Topology optimization via implicit neural representations

Along with the rapid development of artificial intelligence (AI) technology, scientific research enters a new era of AI. Topology optimization (TO) and AI technology are recently showing a growing trend of cross development, which has received continuous attentions from relative researchers. In this paper, we introduce a concept of Implicit Neural Representations from AI into TO field and establish a novel TO framework which is named as TOINR. In TOINR, the Topology Description Function is the inherent combination factor, which is constructed by a Neural Network (NN) and determines the topology statuses of structural materials in the design domain. We adopt sine as a periodic activation function combined with MLP as the architecture of the NN. The inputs of NN are a predefined set of spatial points’ coordinates, while the outputs are the implicit representations of corresponding topological boundaries.
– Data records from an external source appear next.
PR #227, opened 2026-06-10
feat(ui): dark-studio background + theme toggle

crafterpete:
Replaces the bright purple-blue animated gradient with the near-black studio background (corner glows + grain + cursor-follow), and adds a persisted **Background** toggle (Dark ↔ Purple) in the user menu so the original look stays an option.

Stacked on #226 (uses the glass tokens).

### DIFF
--- a/app/components/BackgroundGradientAnimation.tsx
+++ b/app/components/BackgroundGradientAnimation.tsx
@@ -1,9 +1,8 @@
 "use client";
 
-import { useEffect, useRef, useSyncExternalStore } from "react";
+import { useEffect, useRef } from "react";
 import { useBackgroundTheme } from "@/lib/theme/backgroundTheme";
-
-const emptySubscribe = () => () => {};
+import { useHydrated } from "@/lib/hooks/useHydrated";
 
 // Shared cursor-follow: smoothly translates an element toward the pointer.
 function useCursorFollow() {
@@ -150,13 +149,8 @@ function PurpleBackground() {
 export default function BackgroundGradientAnimation() {
 	const theme = useBackgroundTheme((s) => s.theme);
 	// Render the default (dark) during SSR and the first hydration pass to avoid
-	// a mismatch, then honor the persisted preference. useSyncExternalStore
-	// returns the server snapshot (false) until hydration completes.
-	const hydrated = useSyncExternalStore(
-		emptySubscribe,
-		() => true,
-		() => false,
-	);
+	// a mismatch, then honor the persisted preference.
+	const hydrated = useHydrated();
 
 	return hydrated && theme === "purple" ? (
 		<PurpleBackground />
--- a/app/components/BackgroundGradientAnimation.tsx
+++ b/app/components/BackgroundGradientAnimation.tsx
@@ -148,8 +148,6 @@ function PurpleBackground() {
 
 export default function BackgroundGradientAnimation() {
 	const theme = useBackgroundTheme((s) => s.theme);
-	// Render the default (dark) during SSR and the first hydration pass to avoid
-	// a mismatch, then honor the persisted preference.
 	const hydrated = useHydrated();
 
 	return hydrated && theme === "purple" ? (
--- a/app/components/BackgroundGradientAnimation.tsx
+++ b/app/components/BackgroundGradientAnimation.tsx
@@ -1,51 +1,86 @@
 "use client";
 
-import { useEffect, useRef } from "react";
+import { useEffect, useRef, useSyncExternalStore } from "react";
+import { useBackgroundTheme } from "@/lib/theme/backgroundTheme";
 
-export default function BackgroundGradientAnimation() {
-	const interactiveRef = useRef<HTMLDivElement>(null);
+const emptySubscribe = () => () => {};
 
+// Shared cursor-follow: smoothly translates an element toward the pointer.
+function useCursorFollow() {
+	const ref = useRef<HTMLDivElement>(null);
 	useEffect(() => {
-		const el = interactiveRef.current;
+		const el = ref.current;
 		if (!el) return;
+		if (window.matchMedia("(prefers-reduced-motion: reduce)").matches) return;
 
-		const prefersReduced = window.matchMedia(
-			"(prefers-reduced-motion: reduce)",
-		).matches;
-		if (prefersReduced) return;
-
-		let currentX = window.innerWidth / 2;
-		let currentY = window.innerHeight / 2;
-		let targetX = currentX;
-		let targetY = currentY;
+		let curX = window.innerWidth / 2;
+		let curY = window.innerHeight / 3;
+		let tx = curX;
+		let ty = curY;
 		let frame = 0;
-
-		const handleMove = (e: MouseEvent) => {
-			targetX = e.clientX;
-			targetY = e.clientY;
+		const onMove = (e: MouseEvent) => {
+			tx = e.clientX;
+			ty = e.clientY;
 		};
-
 		const animate = () => {
-			currentX += (targetX - currentX) / 12;
-			currentY += (targetY - currentY) / 12;
-
-			el.style.transform = `translate(calc(${currentX}px - 50%), calc(${currentY}px - 50%))`;
-
+			curX += (tx - curX) / 16;
+			curY += (ty - curY) / 16;
+			el.style.transform = `translate(calc(${curX}px - 50%), calc(${curY}px - 50%))`;
 			frame = requestAnimationFrame(animate);
 		};
-
-		window.addEventListener("mousemove", handleMove, { passive: true });
+		window.addEventListener("mousemove", onMove, { passive: true });
 		frame = requestAnimationFrame(animate);
-
 		return () => {
-			window.removeEventListener("mousemove", handleMove);
+			window.removeEventListener("mousemove", onMove);
 			cancelAnimationFrame(frame);
 		};
 	}, []);
+	return ref;
+}
 
+/**
+ * Dark "studio at night" background (DESIGN.md): near-black with two restrained
+ * violet/purple corner glows, a faint cursor-following violet glow, and grain.
+ */
+function DarkStudioBackground() {
+	const glowRef = useCursorFollow();
 	return (
-		<div className="fixed inset-0 z-0 overflow-hidden">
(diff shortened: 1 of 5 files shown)


app/components/UserProfile.tsx
```diff
@@ -10,11 +10,25 @@ import {
 	DropdownMenuItem,
 	DropdownMenuTrigger,
 } from "@/components/ui/dropdown-menu";
-import { LogOut } from "lucide-react";
+import { useSyncExternalStore } from "react";
+import { LogOut, Moon, Sparkles } from "lucide-react";
+import { useBackgroundTheme } from "@/lib/theme/backgroundTheme";
+
+const emptySubscribe = () => () => {};
```
umairnadeem: this emptySubscribe + useSyncExternalStore hydration dance is copy-pasted here and in BackgroundGradientAnimation. it's exactly the boilerplate that wants to be a `useHydrated()` hook in lib/ — a 3rd copy is inevitable the moment another persisted pref shows up

lib/theme/backgroundTheme.ts
```diff
@@ -0,0 +1,26 @@
+import { create } from "zustand";
+import { persist } from "zustand/middleware";
+
+export type BackgroundTheme = "dark" | "purple";
```
umairnadeem, line 4: heads up — #226's DESIGN.md literally says "Dark is the only mode" and sells the disciplined dark-studio look as *the* identity, and this PR ships a toggle back to the bright purple gradient. the two PRs are split-brain rn. not against an escape hatch, but if the toggle stays, DESIGN.md should grandfather purple in explicitly; if dark is the identity, is this a stop-gap we plan to sunset? either is fine, just pick one

app/components/BackgroundGradientAnimation.tsx
```diff
@@ -120,3 +146,21 @@ export default function BackgroundGradientAnimation() {
...
+	// Render the default (dark) during SSR and the first hydration pass to avoid
+	// a mismatch, then honor the persisted preference. useSyncExternalStore
+	// returns the server snapshot (false) until hydration completes.
+	const hydrated = useSyncExternalStore(
+		emptySubscribe,
+		() => true,
+		() => false,
+	);
+
+	return hydrated && theme === "purple" ? (
```
umairnadeem, line 153: known tradeoff per your comment, but worth saying out loud: purple users eat a flash of dark-studio on every load when hydration swaps it in. fine for now — if it ever bugs people the fix is the next-themes trick, a tiny inline script that reads localStorage before first paint. not blocking

umairnadeem (commented):
the useCursorFollow extraction is nice, and pointer-events-none + the reduced-motion centering are good catches. few inline

app/components/BackgroundGradientAnimation.tsx
```diff
@@ -1,60 +1,97 @@
...
+		</div>
+	);
+}
 
-			{/* SVG blur filter */}
+/**
+ * The original bright purple-to-blue animated gradient with goo blobs, kept as
+ * an opt-in background theme.
+ */
+function PurpleBackground() {
```
umairnadeem, line 83: honestly i'd rather get rid of the purple bg altogether. it's a cpu hog and looks tacky

umairnadeem (changes requested):

app/components/BackgroundGradientAnimation.tsx
crafterpete: up to you. but it doesn't really matter. it's cheap to keep and is whimsical enough. we can throw it out when we actually care about ui more

app/components/UserProfile.tsx
crafterpete: Done in fb880c2 — extracted the boilerplate into a shared `useHydrated()` hook in `lib/hooks/useHydrated.ts`. Both UserProfile and BackgroundGradientAnimation now call it, so the third copy you predicted won't materialize.

lib/theme/backgroundTheme.ts
crafterpete: Picked: dark stays the identity, purple is an explicit escape hatch. Reconciled DESIGN.md in fb880c2 with a "Background escape hatch" note — the purple gradient is an opt-in, persisted, off-by-default preference that themes only the page background, never the studio UI on top, and is flagged as the toggle to sunset if we ever decide the dark studio is absolute. No longer split-brain with #226.

app/components/BackgroundGradientAnimation.tsx
crafterpete: Acknowledged — leaving it as the known tradeoff for now since it's non-blocking and only affects the opt-in purple users on a cold load. If it starts bugging people, the fix is the next-themes trick: a tiny inline script in the document head that reads localStorage and sets the background before first paint. Happy to add that as a fast-follow if you want it pre-emptively.

lib/hooks/useHydrated.ts
```diff
@@ -0,0 +1,17 @@
+import { useSyncExternalStore } from "react";
+
+const emptySubscribe = () => () => {};
+
+/**
+ * Returns false during SSR and the first client render, then true once
```
umairnadeem: nit: the why now lives here, but both callsites kept their own 2-line comment restating it (UserProfile and BackgroundGradientAnimation). that's the same duplication we just fixed in code form, comment form. strip the callsite ones and let the hook doc carry it. and perhaps: this docstring could be one line ("false during SSR/first client render, true after hydration; gates persisted client prefs"), four lines of prose for a 3-line hook is a bit much. up to you

umairnadeem (commented):
fb880c2 closes both threads cleanly: `useHydrated()` kills the copy-paste (checked the branch, the remaining `useSyncExternalStore` callsites are real store subscriptions, not hydration dances), and the DESIGN.md escape-hatch note resolves the split-brain with #226 by picking a side and documenting the sunset path. nice. one comment-hygiene nit inline.

also flagging that the purple-removal thread with umair is still open (his "cpu hog, looks tacky" vs your "cheap to keep"). DESIGN.md now literally names this as "the toggle to sunset", so imo the burden kinda flipped: we're keeping a cursor-follow animation loop + a persisted pref + a hydration gate for a feature already marked for deprecation. not blocking, but worth settling with him before it gets grandfathered in for real.

app/components/UserProfile.tsx
```diff
@@ -10,11 +10,14 @@ import {
...
+import { useBackgroundTheme } from "@/lib/theme/backgroundTheme";
 
 export default function UserProfile() {
 	const router = useRouter();
 	const user = useUser();
+	const bgTheme = useBackgroundTheme((s) => s.theme);
+	const toggleBgTheme = useBackgroundTheme((s) => s.toggle);
 	const email = user.email ?? "";
 	const avatarUrl: string | undefined = user.user_metadata?.avatar_url;
 	const name: string | undefined = user.user_metadata?.full_name;
```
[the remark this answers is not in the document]
crafterpete: Actioned, with a different primitive than suggested. The hydration mismatch is real, but the `useState`+`useEffect` `mounted` pattern trips our `react-hooks/set-state-in-effect` lint rule. Instead I gate on `useSyncExternalStore` (server snapshot `false`, client `true` post-hydration), now extracted to a shared `useHydrated()` hook — `const isDark = !useHydrated() || bgTheme === 'dark'`. Same effect (renders the dark default through SSR + first paint), lint-clean. Commits 198b2e8 (fix) and fb880c2 (extracted the hook).

app/components/UserProfile.tsx
```diff
@@ -49,14 +52,28 @@ export default function UserProfile() {
...
+								toggleBgTheme();
+							}}
+							className="cursor-pointer rounded-3xl py-2 my-1 text-white/70 hover:text-white focus:text-white focus:bg-white/10"
+						>
+							{bgTheme === "dark" ? (
+								<Moon className="mr-2 h-4 w-4" />
+							) : (
+								<Sparkles className="mr-2 h-4 w-4" />
+							)}
+							Background: {bgTheme === "dark" ? "Dark" : "Purple"}
```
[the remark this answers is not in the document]
crafterpete: Actioned — the icon and label are guarded by the hydration check: `isDark = !useHydrated() || bgTheme === 'dark'` drives both the Moon/Sparkles icon and the Dark/Purple label, so SSR + first client render show the dark default and avoid the mismatch. Commits 198b2e8 / fb880c2.

app/components/BackgroundGradientAnimation.tsx
```diff
@@ -1,60 +1,93 @@
...
+const emptySubscribe = () => () => {};
 
+// Shared cursor-follow: smoothly translates an element toward the pointer.
+function useCursorFollow() {
+	const ref = useRef<HTMLDivElement>(null);
 	useEffect(() => {
-		const el = interactiveRef.current;
+		const el = ref.current;
 		if (!el) return;
+		if (window.matchMedia("(prefers-reduced-motion: reduce)").matches) return;
```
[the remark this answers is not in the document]
crafterpete: Actioned, as suggested — when `prefers-reduced-motion` is set, the cursor-follow effect now centers the glow before returning early (`el.style.transform = 'translate(calc(50vw - 50%), calc(50vh - 50%))'`) instead of leaving it pinned at the top-left corner. Commit 198b2e8.

lib/hooks/useHydrated.ts
crafterpete: Actioned in c05ffb1. Stripped the restating comments from both callsites (UserProfile and BackgroundGradientAnimation) and condensed the hook docstring to one line, so the why lives only in the hook now.

-- Peter's Agent

umairnadeem (commented):
verified the comment-strip commit against the head: both callsites are bare useHydrated() calls now and the hook carries a single one-line doc, exactly as asked. no new findings on this round, the remaining open item is the standing changes-requested on the purple bg itself, which is real umair's call to lift.

crafterpete:
Consolidating into #226. We're dropping the purple background toggle as cruft ahead of a real theme system, and keeping dark mode only. The dark studio background itself is folded into #226 (commit c524886), so the app keeps the dark studio look. This PR's extras (the purple gradient, the backgroundTheme zustand store, useHydrated, and the UserProfile toggle) are not being merged.

-- Peter's Agent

Along with updating NN's parameters (i.e., design variables), the structural topologies iteratively evolve according to the responses analysis results and optimization functions. A boundary-adaptive multi-resolution finite element analysis method is developed to improve the physical response accuracy. At each step of TOINR, we ensure the computational differentiability. Thus, the automatic differentiation is used in sensitivity analysis. The multi-penalty function approach is applied to handle objects with constraints. Besides, we design an adaptive adjustment scheme for learning rates to enhance the stability of the optimization process. Numerical examples illustrate that TOINR can stably obtain optimized structures for different problems with high performance and robustness.